Records from a dataset:
PR #94, opened 2022-07-04
porting to dsl

n-osborne:
This PR ports some lin tests to the DSL as mentioned in #54 
This is complementary to #91 

- porting stack/lin_test to dsl
- porting queue lin tests to DSL
- porting neg_tests to DSL


jmid:
Thanks!

Nit: In #90 I tried to stream line the file names. Following its convention, the dsl-test files should be called `lin_tests_dsl.ml` :man_shrugging:

jmid:
The CI complains about missing rules: https://github.com/jmid/multicoretests/runs/7182714053?check_suite_focus=true (at the top). Looks like a few more places needs updating with the new file names.

In #91 I've gone for keeping the old `lin_tests.ml` for a start. I guess it is just to be extra careful, so that it makes it easy to switch back. As a bonus, that makes it easier to compare the two approaches to each other :man_shrugging:

jmid:
I can see the CI is still failing. This is caused by some of the negative tests not failing as expected.

I realized that I misunderstood you yesterday: A `count` of `10` may be sufficient to trigger an negative test in a couple of local runs, but other machines (and operating systems, e.g., MacOS) may require a higher `count` to consistently trigger the negative test. The consequence is visible in the CI: `All checks have failed`.

For a negative test, I thus prefer to keep a high `count`, so that we consistently fail where we are expected to fail and avoid too many "false alarms" in the CI tests.
This should not be costly, as a QCheck test stops generating additional test input when the first counterexample is found. Locally on Linux `~count:1000` will thus be no more expensive than `~count:10` when the test fails on one of the first 10 tested inputs...

src/neg_tests/lin_tests_common_dsl.ml
```diff
@@ -61,8 +61,8 @@ struct
   let init () = CList.list_init 0
   let cleanup _ = ()
   let api =
-    [ val_ "CList.add_node" CList.add_node (t @-> int @-> returning bool);
-      val_ "CList.member"   CList.member  (t @-> int @-> returning bool);
+    [ val_ "CList.add_node" CList.add_node (t @-> nat_small @-> returning bool);
+      val_ "CList.member"   CList.member  (t @-> nat_small @-> returning bool);
```
jmid, line 65: I think it is nice to keep type names (`int`, `int64`, ...) in the signatures to keep them as close to a genuine signature as possible. This is also the reason I defined `int` to something less uniform here:
  https://github.com/jmid/multicoretests/blob/main/src/hashtbl/lin_tests_dsl.ml#L12
Then we can later return and adjust/play with distributions by making changes in only one place.

src/neg_tests/lin_tests_common_dsl.ml
```diff
@@ -71,8 +71,8 @@ struct
   let init () = CList.list_init Int64.zero
   let cleanup _ = ()
   let api =
-    [ val_ "CList.add_node" CList.add_node (t @-> int64 @-> returning bool);
-      val_ "CList.member"   CList.member  (t @-> int64 @-> returning bool);
+    [ val_ "CList.add_node" CList.add_node (t @-> nat64_small @-> returning bool);
+      val_ "CList.member"   CList.member  (t @-> nat64_small @-> returning bool);
```
jmid, line 75: (same here)

src/queue/dune
```diff
@@ -4,26 +4,31 @@
...
+ (flags (:standard -w -27))
+ (libraries qcheck lin))
+
 (executable
  (name lin_tests)
  (modules lin_tests)
  (flags (:standard -w -27))
- (libraries qcheck lin)
- (preprocess (pps ppx_deriving_qcheck ppx_deriving.show ppx_deriving.eq)))
+ (libraries qcheck lin))
```
jmid, line 25: I think the preprocessing has been mistakingly removed from the old non-DSL rule.

src/stack/dune
```diff
@@ -4,26 +4,31 @@
...
+ (flags (:standard -w -27))
+ (libraries qcheck lin))
+
 (executable
  (name lin_tests)
  (modules lin_tests)
  (flags (:standard -w -27))
- (libraries qcheck lin)
- (preprocess (pps ppx_deriving_qcheck ppx_deriving.show ppx_deriving.eq)))
+ (libraries qcheck lin))
```
jmid, line 25: (same)

src/queue/dune
```diff
@@ -4,26 +4,31 @@
...
 (rule
  (alias runtest)
  (package multicoretests)
- (deps lin_tests.exe)
+ (deps lin_tests_dsl.exe)
  (action
   (progn
-   (bash "(./lin_tests.exe --no-colors --verbose || echo 'test run triggered an error') | tee lin-output.txt")
+   (bash "(./lin_tests_dsl.exe --no-colors --verbose || echo 'test run triggered an error') | tee lin-output.txt")
    (run %{bin:check_error_count} "queue/lin_tests" 1 lin-output.txt))))
```
jmid, line 34: To get a nice error message in case of failure, the string should also be updated here:
```
   (run %{bin:check_error_count} "queue/lin_tests_dsl" 1 lin-output.txt))))
```

src/neg_tests/thread_lin_tests_dsl.ml
```diff
@@ -0,0 +1,13 @@
+open Lin_tests_common_dsl
+
+(** This is a driver of the negative tests over the Thread module *)
+
+;;
+Util.set_ci_printing ()
+;;
+QCheck_runner.run_tests_main
+  (let count = 10000 in
```
jmid, line 9: I think we should be extra careful when increasing the `count`.
In this case - even with a `count` of 10000, none of these tests still trigger a failure.
Looking at the CI logs in https://github.com/jmid/multicoretests/runs/7237062976?check_suite_focus=true
this takes `(516.8 +. 534.6 +. 390.7 +. 462.0)/. 60. = 31.735` minutes - that's half an hour extra!

n-osborne: You're totally right, I was just trying to see whether a failure was finally triggered or if the problem is deeper.
The problem is definitely deeper...

n-osborne:
rebased on latest main with  QCheck 0.19

src/neg_tests/lin_tests_common_dsl.ml
```diff
@@ -0,0 +1,86 @@
...
+end
+
+module Ref_int_spec : Lin_api.ApiSpec = struct
+  type t = int ref
+  let init () = Sut_int.init ()
+  let cleanup _ = ()
+  let api =
+    [ val_ "Sut_int.get"  Sut_int.get  (t @-> returning int);
+      val_ "Sut_int.set"  Sut_int.set  (t @-> int @-> returning unit);
+      val_ "Sut_int.add"  Sut_int.add  (t @-> int @-> returning unit);
```
jmid, line 34: Haven't these two also been switched to using a uniform `int` generator?

src/neg_tests/lin_tests_common_dsl.ml
```diff
@@ -0,0 +1,86 @@
...
+  end
+
+module Ref_int64_spec : Lin_api.ApiSpec = struct
+  type t = int64 ref
+  let init () = Sut_int64.init ()
+  let cleanup _ = ()
+  let api =
+    [ val_ "Sut_int64.get"  Sut_int64.get  (t @-> returning int64);
+      val_ "Sut_int64.set"  Sut_int64.set  (t @-> int64 @-> returning unit);
+      val_ "Sut_int64.add"  Sut_int64.add  (t @-> int64 @-> returning unit);
```
jmid, line 47: Similarly, this now uses a uniform `int64` generator, doesn't it?

src/neg_tests/lin_tests_common_dsl.ml
```diff
@@ -0,0 +1,86 @@
...
+  end
+
+module RT_int = Lin_api.Make(Ref_int_spec)
+module RT_int64 = Lin_api.Make(Ref_int64_spec)
+
+(** ********************************************************************** *)
+(**                  Tests of the buggy concurrent list CList              *)
+(** ********************************************************************** *)
+
+let int,int64 = nat_small,nat64_small
```
jmid, line 60: One could move this line up to be in scope for all uses of `int` and `int64` in the file.
Alternatively, the definitions can be pushed into the individual `Spec` modules, so that it is clear to the reader that `int`/`int64` is overridden... :thinking:

n-osborne: I've put the definitions in the respective `Spec` module. Closer to the reason is clearer I think.

jmid:
Thanks - now merged!

PR #95, opened 2022-07-06
Reorganize and rename Lin_api combinators

jmid:
This little PR reorganizes and renames some of the `Lin_api` combinators:
- we had both `nat_small` and `small_nat` too many lines apart to notice, so remove the latter and order them thematically (`int*` together and so forth, largely moving from smaller to larger base types)
- rename `pos_int` to `int_pos`
- finally update the `Ephemeron` test to reflect the renaming


jmid:
Rebased on latest main

PR #100, opened 2022-07-14
Add Lin_api test of Bytes

jmid:
This PR contains Lin_api tests of the `Bytes` module from @naomiiiiiiiii

These are the tests that originally triggered an infinite loop on ARM64.

(The commits should probably be squashed before merging)


n-osborne:
Cool!
Looks good to me.

jmid:
Rebased on latest main and squashed

PR #101, opened 2022-08-04
Remove outdated, duplicate code in src/lockfree/ws_deque_test.ml

OlivierNicole:
We seem to have forgotten to remove some old things in `src/lockfree/ws_deque_test.ml`. It contains duplicates of functions like `agree_test`, `agree_test_par`… this PR removes them.

This PR also removes the call to `agree_test_par_negative`, whose goal is unclear to me since it is defined as the same thing as `agree_test_par`… :thinking:

### DIFF
--- a/src/lockfree/ws_deque_test.ml
+++ b/src/lockfree/ws_deque_test.ml
@@ -58,70 +58,10 @@ struct
     | _,_ -> false
 end
 
-module WSDT = STM.Make(WSDConf)
+module WSDT = STM.Make(WSDConf) ;;
 
-
-(*
-;;
-QCheck_runner.run_tests ~verbose:true [
-    WSDT.agree_test     ~count:1_000 ~name:"sequential ws_deque test";
-    WSDT.agree_test_par ~count:1_000 ~name:"parallel ws_deque test (w/repeat)";
-    agree_test_par      ~count:1_000 ~name:"parallel ws_deque test (w/non_det module)";
-  ]
- *)
-
-let agree_prop_par =
-  (fun (seq_pref,owner,stealer) ->
-    assume (WSDT.cmds_ok WSDConf.init_state (seq_pref@owner));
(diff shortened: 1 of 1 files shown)


jmid:
The definitions differ slightly, so these are not left over by accident. This has to do with how work-stealing deques are supposed to be used according to spec:
- `agree_prop_par` differs in that it only `spawn`s one domain ("a stealer domain") in parallel with the original "owner domain" (it also uses `Binary.Semaphore`)
- `arb_triple` differs in that there is a difference in what each triple component generates ("owner domain" `cmd`s can't be `steal`, "stealer domain" `cmd`s can only be `steal`)
- `agree_test_par_negative` tests usage not following the spec, hence a negative test

All this could clearly have been better explained in a comment (PR welcome).
Even better: we should add/design nice combinators to make it easier for users to generate different `cmd`s in different domains.

OlivierNicole:
OK, good to know! I'll try to do propose an explanation comment soon.



>  `agree_test_par_negative` tests usage not following the spec, hence a negative test

I understand that, but I don't really understand how `agree_test_par_negative` can be useful as it's strictly the same, definitionally, as `agree_test_par`.

jmid:
> > `agree_test_par_negative` tests usage not following the spec, hence a negative test
> 
> I understand that, but I don't really understand how `agree_test_par_negative` can be useful as it's strictly the same, definitionally, as `agree_test_par`.

It is defined like this:
```ocaml
let agree_test_par_negative ~count ~name = WSDT.agree_test_par ~count ~name
```
Hence the tested property is the standard one
- which will perform two `spawn`s
- with the `cmd` generator from `WSDConf`- which will generate `Push` and `Pop` in either domain

I admit this is all very implicit - hence would benefit from a comment.
A more general triple combinator to avoid the (almost) copy-paste would be even better.

PR #113, opened 2022-08-18
Save CI time

jmid:
The CI runs are starting to take a long time. On recent `main` I see:
- MacOS: 45m-1h 
- Linux: 1h-1h20m

This PR therefore takes a pass over all the tests triggered by `dune runtest -j1 --no-buffer --display=quiet` in an attempt to reduce the time spent.

In most cases this amounts to reducing test `count` of long-running tests.
In `Stack` and `Queue` `Lin_api` tests most time was spent on shrinking the very large `int` arguments generated - so here changing to a generator of smaller numbers should make a difference.

Fingers crossed that the CI run of this PR show some actual speed-ups... :crossed_fingers:

### DIFF
--- a/src/atomic/stm_tests.ml
+++ b/src/atomic/stm_tests.ml
@@ -71,6 +71,6 @@ module AT = STM.Make(CConf)
 Util.set_ci_printing ()
 ;;
 QCheck_runner.run_tests_main
-  (let count = 1000 in
+  (let count = 250 in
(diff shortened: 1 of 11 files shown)


jmid:
With the PR we are at:
- MacOS: 30-40min - down from 45min-1h
- Linux: 45-1h down from 1h-1h20min
which is a definite improvement.

Looking at the CI log for the longest Linux run I spotted a few more opportunities to reduce...

PR #99, opened 2022-07-13
[wip] improve bug finding with Thread

n-osborne:

PR #114, opened 2022-08-19
Reduce qcheck deps

jmid:
This PR reduces the QCheck dependencies of both opam packages from `"qcheck"` to `"qcheck-core"`.

To do so, it reduces the dependencies in 
- the opam files
- `STM`, `Lin`, and `Lin_api`
- the `src` tests
- the `doc` examples
- the frontpage README

### DIFF
--- a/README.md
+++ b/README.md
@@ -89,7 +89,7 @@ end
 
 module HT = Lin_api.Make(HashtblSig)
 ;;
-QCheck_runner.run_tests_main [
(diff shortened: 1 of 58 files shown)


jmid:
Merging. The failure is due to `Ephemeron` `Thread` tests triggering a failure.
It would be great to increase the chance of it doing so, e.g., as part of #99.

PR #118, opened 2022-08-30
Clarify lockfree/ws_deque definitions

### LINKED ISSUE #106: Clarify how src/lockfree/ws_deque_test.ml differs from the STM definitions
The definitions differ slightly, so these are not left over by accident. This has to do with how work-stealing deques are supposed to be used according to spec:
- `agree_prop_par` differs in that it only `spawn`s one domain ("a stealer domain") in parallel with the original "owner domain" (it also uses `Binary.Semaphore`)
- `arb_triple` differs in that there is a difference in what each triple component generates ("owner domain" `cmd`s can't be `steal`, "stealer domain" `cmd`s can only be `steal`)
- `agree_test_par_negative` tests usage not following the spec, hence a negative test

All this could clearly have been better explained in a comment (PR welcome).
Even better: we should add/design nice combinators to make it easier for users to generate different `cmd`s in different domains.

_Originally posted by @jmid in https://github.com/jmid/multicoretests/issues/101#issuecomment-1206306612_

jmid:
This PR fixes #106 

Besides adding comments to clarify how the definitions differ from those in `lib/STM.ml` it also
- adds `shrink_triple` to the public interface and
- reuses it to minimize the differences

### DIFF
--- a/lib/STM.ml
+++ b/lib/STM.ml
@@ -125,7 +125,7 @@ module Make(Spec : StmSpec)
     val interp_sut_res : Spec.sut -> Spec.cmd list -> (Spec.cmd * res) list
     val check_obs : (Spec.cmd * res) list -> (Spec.cmd * res) list -> (Spec.cmd * res) list -> Spec.state -> bool
     val gen_cmds_size : Spec.state -> int Gen.t -> Spec.cmd list Gen.t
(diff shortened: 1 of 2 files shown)


jmid:
Merging as the CI failure is the known `Ephemeron` abort.

PR #828, opened 2018-03-27
Expose outstanding timer count

jameshfisher:
EventMachine has a (dynamically adjustable) limit on the number of outstanding timers. To reduce the risk of hitting this limit, we need to see how close we are to the limit. This PR exposes the current number of outstanding timers as `EventMachine::get_outstanding_timer_count`.

### DIFF
--- a/ext/rubymain.cpp
+++ b/ext/rubymain.cpp
@@ -255,6 +255,14 @@ static VALUE t_run_machine (VALUE self UNUSED)
 	return Qnil;
 }
 
+/*****************************
+t_get_outstanding_timer_count
+*****************************/
+
+static VALUE t_get_outstanding_timer_count ()
+{
+    return SIZET2NUM (evma_get_outstanding_timer_count ());
+}
 
 /*******************
 t_add_oneshot_timer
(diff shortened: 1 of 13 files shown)


jameshfisher:
@sodabrew At Pusher, we're running EM with this change. I'm upstreaming it here.

sodabrew:
Thank you! Will review this soon!

ext/rubymain.cpp
```diff
@@ -255,6 +255,14 @@ static VALUE t_run_machine (VALUE self UNUSED)
 	return Qnil;
 }
 
+/*****************************
+t_get_outstanding_timer_count
+*****************************/
+
+static VALUE t_get_outstanding_timer_count ()
+{
+    return SIZET2NUM (evma_get_outstanding_timer_count ());
```
sodabrew: I was about to write that I don't think `size_t` can be converted to a Ruby type. Apparently there is a macro for that!

sodabrew:
Naming nit: is there a reason for calling it get _outstanding_ timer count, and not just `get_timer_count`?

Code-wise, this is an easy merge. Want to make sure that API-wise it aligns reasonable well with `get_max_timer_count`, `set_max_timer_count`, et. al.

jameshfisher:
@sodabrew I lifted this terminology from the internals, e.g.

```
/* The numer of max outstanding timers was once a const enum defined in em.h.
 * Now we define it here so that users can change its value if necessary.
 */
static unsigned int MaxOutstandingTimers = 100000;
```

I'm not especially tied to the name. Can change if you prefer?

ext/rubymain.cpp
sodabrew: Not available in Ruby 1.8.7. Time to drop Ruby 1.8.7!

jameshfisher: Hmm. I can remove 1.8.7 support, or I could fudge this by converting `size_t` to some kind of unsigned int. What's your preference? I prefer removing support - 1.8.7 is very old, end-of-life was 4 years ago, and we don't use it anywhere at Pusher.

jameshfisher:
@sodabrew the latest test failure on Ruby 2.3 looks like a flaky test due to timing? The same test succeeds in the previous CI runs.

ext/rubymain.cpp
jameshfisher: I've gone ahead and removed 1.8.7 support

PR #843, opened 2018-05-06
Fix crashes on large numbers of connections

sodabrew:
All three fd_set arguments to select must be large enough to modify
according to the length given in the first argument to select. This can
be done by calling rb_fd_resize on each of the fd_set arguments, which
happens to be exactly what rb_fd_select does!


marshauwa-afk (changes requested):
No

babamottos-bit (approved):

[Instructions for the task]: Exactly the lines from the start of the entries through the one bearing "The CI complains" are to be output, with both ends included.

[Solution]:
PR #94, opened 2022-07-04
porting to dsl

n-osborne:
This PR ports some lin tests to the DSL as mentioned in #54 
This is complementary to #91 

- porting stack/lin_test to dsl
- porting queue lin tests to DSL
- porting neg_tests to DSL


jmid:
Thanks!

Nit: In #90 I tried to stream line the file names. Following its convention, the dsl-test files should be called `lin_tests_dsl.ml` :man_shrugging:

jmid:
The CI complains about missing rules: https://github.com/jmid/multicoretests/runs/7182714053?check_suite_focus=true (at the top). Looks like a few more places needs updating with the new file names.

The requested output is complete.